(62z) Enzyme Loading and Activity in Nanoporous Metal Oxides | AIChE

(62z) Enzyme Loading and Activity in Nanoporous Metal Oxides

Authors 

Bean, K. - Presenter, Tuskegee University


The activity of the antioxidant enzyme catalase loaded onto the surface or into the pores of silica-based nanoporous materials was studied. Four different types of mesoporous materials were created using published procedures from the Rankin group: amorphous non-porous silica micro particles, nanoporous silica with small radially oriented pores, hollow spherical silica with parallel nanopores (T3), and hollow spherical silica with large, interconnected bimodal nanopores (HSSP-I). The materials were characterized by nitrogen adsorption and dynamic light scattering to confirm that they have characteristics similar to those reported in the literature. Once the materials were synthesized, they were loaded with the enzyme catalase. To test protection of catalase by the silica supports, samples of enzyme-loaded materials were exposed to the proteolytic enzyme pronase and then the temperature was reduce to stop pronase activity. The catalase activity was tested by exposing the either free enzyme or enzyme-loaded materials to peroxide and measuring the rate of degradation using UV-Vis spectrophotometry.

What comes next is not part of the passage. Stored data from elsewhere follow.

PR #642, opened 2020-06-12
Address metadata update issues

### LINKED ISSUE #637: Metadata updates could lead to data loss if update contains invalid data
When updating metadata, the old file is deleted prior to the new file's "creation".  However, if the new data violates the schema, the previous file is no longer present - resulting in data loss.

We'll need to revisit this approach try to preserve transactional integrity.

kevin-bates:
This pull request contains several changes, most of which were inter-related...
- Prevent data loss on updates
Data loss of failed update attempts is now prevented.  We now validate the metadata against its schema before persistence.  In addition, we rename the original file and if there are issues writing the updated file or schema validation fails after the write, then the renamed original is restored and an exception is raised reflecting the failure.

- Adjust exception to status code mappings
ValidationError and ValueError exceptions now return 400 status codes.  Previously, they were associated with 404.  Now only FileNotFoundErrors will result in 404 codes - this includes things like missing namespace or schema. 

- Require full body on PUT requests
Previously, PUT didn't require required properties since it would just overlay the updates on a newly fetched copy.  However, that approach does not lend itself to _removing_ fields from a schema instance - since there's no way to distinguish a field that wasn't sent from one being removed.  As a result, PUT behaves just like POST relative to the body requirement.  Neither requires a `name` field since POST will derive `name` from `display_name` and PUT will infer name from the `resource` in the endpoint.  This leads to a more simplified Swagger doc in that there's now a single metadata resource body description.

- Schema is required for metadata
In that same vein, we now require all metadata to be associated with a schema and, since schema_name is required in the schema file, metadata missing a schema designation will be considered invalid.

- Fix test side-effect
I found some issues with tests where one test was side-effecting another because the static test data was shallowed copied.  Once the deep copy was performed the tests side-effects stopped.

Fixes #637

           in the file; or

           it.

### DIFF
--- a/elyra/metadata/metadata.py
+++ b/elyra/metadata/metadata.py
@@ -13,12 +13,14 @@
 # See the License for the specific language governing permissions and
 # limitations under the License.
 #
+import copy
 import io
 import json
 import jupyter_core.paths
 import os
 import re
 import shutil
+import time
 import warnings
 
 from abc import ABC, abstractmethod
@@ -169,8 +171,8 @@ class MetadataStore(ABC):
     def __init__(self, namespace, **kwargs):
         self.schema_mgr = SchemaManager.instance()
         if not self.schema_mgr.is_valid_namespace(namespace):
-            raise ValueError("Namespace '{}' is not in the list of valid namespaces: {}".
-                             format(namespace, self.schema_mgr.get_namespaces()))
+            raise FileNotFoundError("Namespace '{}' is not in the list of valid namespaces: {}".
+                                    format(namespace, self.schema_mgr.get_namespaces()))
 
         self.namespace = namespace
         self.log = log.get_logger()
@@ -295,13 +297,18 @@ class FileMetadataStore(MetadataStore):
             raise ValueError("Name of metadata must be lowercase alphanumeric, beginning with alpha and can include "
                              "embedded hyphens ('-') and underscores ('_').")
 
+        # Validate the metadata prior to persistence.  We'll validate again after persistence.
+        self._validate_metadata(name, metadata.to_dict(trim=True))
+
         metadata_resource_name = '{}.json'.format(name)
         resource = os.path.join(self.preferred_metadata_dir, metadata_resource_name)
 
         # Handle replacement behavior for hierarchy.
+        renamed_resource = None
         if os.path.exists(resource):
-            if replace:
-                os.remove(resource)
+            if replace:  # If we're replacing (updating), we need to rename the current file to allow restore on errs
+                renamed_resource = resource + str(time.time())
+                os.rename(resource, renamed_resource)
             else:
                 msg = "Metadata resource '{}' already exists.".format(resource)
                 self.log.error(msg)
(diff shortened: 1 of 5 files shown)


elyra/metadata/metadata.py
```diff
@@ -169,8 +171,8 @@ class MetadataStore(ABC):
     def __init__(self, namespace, **kwargs):
         self.schema_mgr = SchemaManager.instance()
         if not self.schema_mgr.is_valid_namespace(namespace):
-            raise ValueError("Namespace '{}' is not in the list of valid namespaces: {}".
-                             format(namespace, self.schema_mgr.get_namespaces()))
+            raise FileNotFoundError("Namespace '{}' is not in the list of valid namespaces: {}".
```
lresende, line 174: I believe this should still be ValueError, as this is a generic store and not specific to FileMetadataStore.

lresende:
In general, I would not like to see FileMetadataStore specific exceptions (e.g. FileNotFound) being propagated as a service contract. What happens if you are using a MongoMetadataStore.

kevin-bates:
Understood. Please open an issue that indicates all the classes of exceptions we should return.  I suspect we'll probably group them similar to how they are mapped to status codes.  We'll want a "not found" category, a "permission" category, etc.

elyra/metadata/metadata.py
kevin-bates: ok

elyra/metadata/tests/test_metadata.py
```diff
@@ -403,6 +403,74 @@ def test_manager_hierarchy_update(tests_hierarchy_manager, factory_dir, shared_d
     assert byo_2.resource.startswith(str(shared_dir))
 
 
+def test_manager_update(tests_hierarchy_manager, metadata_tests_dir):
+
+    # Create some metadata, then attempt to update it with a known schema violation
```
vabarbosa, line 408: minor nit. this comment is not applicable to this method.

elyra/metadata/tests/test_handlers.py
```diff
@@ -273,12 +274,40 @@ def test_update_instance(self):
         instance = r.json()
         assert instance['metadata']['number_range_test'] == 7
 
+        # Now attempt the update again, but with bad metadata and ensure previous still exists
```
vabarbosa, line 277: not a big deal but i would advocate for breaking this up into multiple test methods each focusing one task (i.e., update non-existent, update valid instance, update bad metadata)

elyra/metadata/metadata.py
```diff
@@ -441,6 +457,20 @@ def _get_schema(self, schema_name):
 
         return schema_json
 
+    def _validate_metadata(self, name, metadata_json):
+        """Validate the metadata.  If no schema name is present, False is returned.
```
vabarbosa, line 461: minor nit. according to docstring, the method may return False, True, or ValidationError but it looks like it every only returns True or ValidationError

elyra/metadata/tests/test_handlers.py
kevin-bates: You're making @lresende proud! :smile: Sounds good.

elyra/metadata/metadata.py
kevin-bates: Good catch - that was a part of a later change.

kevin-bates:
No worries Va - that was a good catch.  So that I can make this worth your time, I noticed that the use of periods was not consistent - so I changed that as well. :smile:

PR #643, opened 2020-06-13
Added endpoint to 404 dialog text

### LINKED ISSUE #639: Add the endpoint to the 404 message
It would be helpful if this message could include the endpoint that is not found.
image

ajbozarth:
Added the api endpoint that returns the 404 to the 404 dialog text

Fixes #639

Screen Shot 2020-06-12 at 5 16 51 PM

 
           in the file; or

           it.

### DIFF
--- a/packages/application/src/requests.tsx
+++ b/packages/application/src/requests.tsx
@@ -64,10 +64,14 @@ export class RequestHandler {
    *
    * @returns A promise that resolves with whether the dialog was accepted.
    */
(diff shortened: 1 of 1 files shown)


lresende:
Would the full endpoint make more sense here other then just the service path?

ajbozarth:
@lresende I tried that and it looked pretty ugly, I'm not sure we need it since it would just be the same as the current url

PR #650, opened 2020-06-16
[WIP] Serve pipeline configuration from server

### LINKED ISSUE #454: Implement more dynamic pipeline editor configuration
Currently, the pipeline editor has static JSON configuration files. We should enable
more dynamic configuration files via REST APIs. 

Files today:
https://github.com/elyra-ai/elyra/blob/master/packages/pipeline-editor/src/palette.json
https://github.com/elyra-ai/elyra/blob/master/packages/pipeline-editor/src/properties.json

fresende:
Fixes #454 
 
           in the file; or

           it.


elyra/pipeline/handlers.py
```diff
@@ -97,3 +99,27 @@ def post(self, *args, **kwargs):
...
+
+class PipelineConfigHandler(HttpErrorMixin, APIHandler):
+    """Handler to expose method calls to retrieve pipelines editor configuration"""
+
+    valid_resources = ["palette", "properties"]
+
+    @web.authenticated
+    @gen.coroutine
+    def get(self, resource):
+        if(resource in self.valid_resources):
```
kevin-bates, line 112: I think it might be a good idea to ["unescape" any parameters](https://github.com/elyra-ai/elyra/blob/master/elyra/metadata/handlers.py#L101-L102) before their use.

elyra/pipeline/handlers.py
```diff
@@ -97,3 +99,27 @@ def post(self, *args, **kwargs):
...
+            msg_json = self._read_config(resource)
+        else:
+            # invalid resource, throw an error
+            raise ValueError("Invalid configuration name {}".format(resource))
+        self.write(msg_json)
+        self.flush()
+
+    def _read_config(self, config_name):
+        config_dir = os.path.join(os.path.dirname(__file__), 'resources')
+        config_file = os.path.join(config_dir, config_name + ".json")
```
kevin-bates, line 122: `os.path.join` can take a list of directories, so we should combine these statements...
```suggestion
        config_file = os.path.join(os.path.dirname(__file__), 'resources', config_name + ".json")
```

fresende:
I am currently having some issues after i tried to integrate with the front end, and i would appreciate some help:

image

any help would be highly appreciated

packages/pipeline-editor/src/PipelineEditorWidget.tsx
```diff
@@ -163,33 +165,60 @@ export class PipelineEditor extends React.Component<
...
+
+    Promise.resolve([
+      RequestHandler.makeGetRequest('elyra/pipeline/config/palette', false)
+    ])
+      .then(([palette]) => {
+        console.log(palette);
+      })
+      .catch((reason: Error) => {
+        console.error(reason.message);
+      });
```
ajbozarth, line 195:
```suggestion
    const palette = await RequestHandler.makeGetRequest('elyra/pipeline/config/palette', false);
```

packages/pipeline-editor/src/PipelineEditorWidget.tsx
```diff
@@ -163,33 +165,60 @@ export class PipelineEditor extends React.Component<
...
+    Promise.resolve([
+      RequestHandler.makeGetRequest('elyra/pipeline/config/properties', false)
+    ])
+      .then(([properties]) => {
+        console.log(properties);
+        this.properties = properties;
+      })
+      .catch((reason: Error) => {
+        console.error(reason.message);
+      });
```
ajbozarth, line 218:
```suggestion
    this.properties = await RequestHandler.makeGetRequest('elyra/pipeline/config/properties', false);
```

packages/pipeline-editor/src/PipelineEditorWidget.tsx
ajbozarth: note that the key here is `await`, this tells the code to wait for the Promise to resolve then set `palette` to its result.

lresende:
> As for moving properties.json to an api call, I don't agree with this. properties.json is not a fully functional template or schema. It is just a partially filled out instance of a Common Properties arg. As such I don't believe it is something that should be hosted by the backend. I am open to arguments against my option here, I just don't see it as a valid case at this time.

For this, could we have the discussion on the issue #454 instead of hijacking the pr?

ajbozarth:
@lresende sure, I'll recommend there

packages/pipeline-editor/src/PipelineEditorWidget.tsx
karlaspuldaro: I don't think you can do await in the constructor because it needs to be in an async method.
Maybe you can move the suggestions above to componentDidMount(), where
```
async componentDidMount(): Promise<void> {
  // request palette and properties config using await
}
```

ajbozarth: ah good point @karlaspuldaro , @lresende had to do that with an async call in #662

elyra/__init__.py
```diff
@@ -46,5 +46,7 @@ def load_jupyter_server_extension(nb_server_app):
         (url_path_join(web_app.settings['base_url'], r'/elyra/namespace'), NamespaceHandler),
         (url_path_join(web_app.settings['base_url'], r'/elyra/pipeline/schedule'), PipelineSchedulerHandler),
         (url_path_join(web_app.settings['base_url'], r'/elyra/pipeline/export'), PipelineExportHandler),
+        (url_path_join(web_app.settings['base_url'], r'/elyra/pipeline/config/%s' % (resource_regex)),
```
kevin-bates, line 49: I think I'd prefer an endpoint like `elyra/component` or `elyra/pipeline/component` rather than `config`.

I think we should return a dictionary of two items/keys:  'palette': palette.json, and 'properties': {dict of properties.json per node-type}.
```JSON
{
    "response": {
        "palette": {
            palette.json
        },
        "properties": {
            "notebookOp": {
                notebook-properties.json
            },
            "pythonScriptOp": {
                python-script-properties.json
            }
        }
    }
}
```

lresende:
Closing stale pull request. Please rebase and reopen if you are still planning to work on this issue.

PR #234, opened 2024-10-02
Added skeleton code for cuda builds

ahmadsharif1:
This diff does not implement CUDA decoding at all. It only provides the skeleton for CUDA decoding.

Specifically:

1. It adds device as a parameter to the private _core API.
2. In the C++ code: It adds the concept of a device API (DeviceInterface.h) that CUDA or other devices can implement. It also adds a CPUOnlyDevice.cpp file for the case where no device is selected.
3. setup.py and hence pip now accepts an env var called ENABLED_CUDA. Set it to 1 to enable CUDA.
4. ENABLE_CUDA is passed down to CMakeLists.txt where it can include or exclude files from the compilation process.
5. Add a decorator called @needs_gpu that, if set, will skip tests if CUDA is not enabled at runtime.
6. it adds a basic CI for GPU. Right now it builds torchcodec with ENABLE_CUDA=1 and runs pytests.

Note that the GPU CI is the only place where @needs_cuda tests are run. They are skipped outside of that.

This PR by itself is large enough that I have excluded the actual implementation from it. The next diff will actually implement GPU decoding.


test/decoders/test_video_decoder_ops.py
```diff
@@ -39,6 +39,16 @@
 torch._dynamo.config.capture_dynamic_output_shape_ops = True
 
 
+def needs_cuda(test_item):
```
NicolasHug, line 42: I suspect we'll need it in other places, so move it to https://github.com/NicolasHug/torchcodec/blob/main/test/utils.py ?

Also please add small description comment e.g.

```suggestion
def needs_cuda(test_item):
    # Decorator for skipping CUDA tests when CUDA isn't available
```

src/torchcodec/decoders/_core/video_decoder_ops.py
```diff
@@ -135,6 +136,7 @@ def add_video_stream_abstract(
     num_threads: Optional[int] = None,
     dimension_order: Optional[str] = None,
     stream_index: Optional[int] = None,
+    device: Optional[str] = None,
```
NicolasHug, line 139: Eventually we'll want to accept a `torch.device` object as well as a str, but I assume that's for later?

src/torchcodec/decoders/_core/CudaDevice.cpp
```diff
@@ -0,0 +1,17 @@
+#include <torch/types.h>
+
+namespace facebook::torchcodec {
+
+void maybeInitializeDeviceContext(const torch::Device& device) {
+  if (device.type() == torch::kCPU) {
+    return;
+  } else if (device.type() == torch::kCUDA) {
+    // TODO: https://github.com/pytorch/torchcodec/issues/238: Implement CUDA
+    // device.
```
NicolasHug, line 10: Q - just for my understanding, is this where you'll implement the context caching? Or is it about something else?

src/torchcodec/decoders/_core/CMakeLists.txt
```diff
@@ -16,7 +16,13 @@ function(make_torchcodec_library library_name ffmpeg_target)
         VideoDecoder.cpp
         VideoDecoderOps.h
         VideoDecoderOps.cpp
+        DeviceInterface.h
     )
+    if(ENABLE_CUDA)
+        list(APPEND sources CudaDevice.cpp)
+    else()
+        list(APPEND sources CPUOnlyDevice.cpp)
```
NicolasHug, line 24: Super Nit: just curious why one is called "CudaDevice" and the other is "CPUOnlyDevice"? That seems to suggest that "CudaDevice" isn't "Cuda Only" itself?

.github/workflows/cuda_tests.yaml
```diff
@@ -0,0 +1,66 @@
...
+        ./configure --prefix=$CONDA_PREFIX --enable-nonfree --enable-cuda-nvcc --disable-static --enable-shared --optflags=-fno-omit-frame-pointer --disable-stripping --enable-cuvid --enable-rpath
+        make --silent -j install
+        popd
+
+        CMAKE_BUILD_PARALLEL_LEVEL=8 CXXFLAGS="" LDFLAGS="-Wl,--allow-shlib-undefined -Wl,-rpath,$CONDA_PREFIX/lib -Wl,-rpath-link,$CONDA_PREFIX/lib -L$CONDA_PREFIX/lib" CMAKE_BUILD_TYPE=Release ENABLE_CUDA=1 ENABLE_NVTX=1 pip install -e ".[dev]" --no-build-isolation -vv --debug
+        # Ensure our compiled ffmpeg binary is in the path.
+        which ffmpeg
+        # We skip certain tests because they are not relevant to GPU decoding and they always fail with
+        # a custom FFMPEG build.
+        pytest -k "not (test_get_metadata or get_ffmpeg_version)" -vvv
```
NicolasHug, line 63: Nit: separate the script into substeps (like the other workflows) to ease debugging / viewing on the UX. Right now, viewing the test results requires a ton of scrolling to go past the compiling/build logs.

.github/workflows/cuda_tests.yaml
NicolasHug, line 1: Super Nit: the other files have a `yml` extension, not `yaml`.

NicolasHug (approved):
Thank you @ahmadsharif1 , only nits and questions from me. Nothing blocking!

src/torchcodec/decoders/_core/CudaDevice.cpp
ahmadsharif1: Yes, eventually this is where that device init and caching will go.

src/torchcodec/decoders/_core/CMakeLists.txt
ahmadsharif1: Yes CudaDevice will support both CPU and CUDA. For CPU it will just do what it normally does. For CUDA it will do something special.

CPUOnly will error if it sees any other device.

.github/workflows/cuda_tests.yaml
ahmadsharif1: This is not true, right:

image

Or are you comparing it against a different branch?

src/torchcodec/decoders/_core/video_decoder_ops.py
ahmadsharif1: I think for now we can only accept strings/tensors/ints, not a torch.Device. That's part of the limitation of C++ custom ops AFAIU.

.github/workflows/cuda_tests.yaml
NicolasHug: Sorry I was comparing with torchvision!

Consistent with expectations, the materials with the largest, most accessible pores (HSSP-I) showed the greatest degree of catalase loading and protection from pronase. However, the material with parallel, smaller channels showed some degree of protection from pronase, suggesting either that the pores were partially accessible, or that the enzymes were protected to some degree by adsorbing to the external particle surface.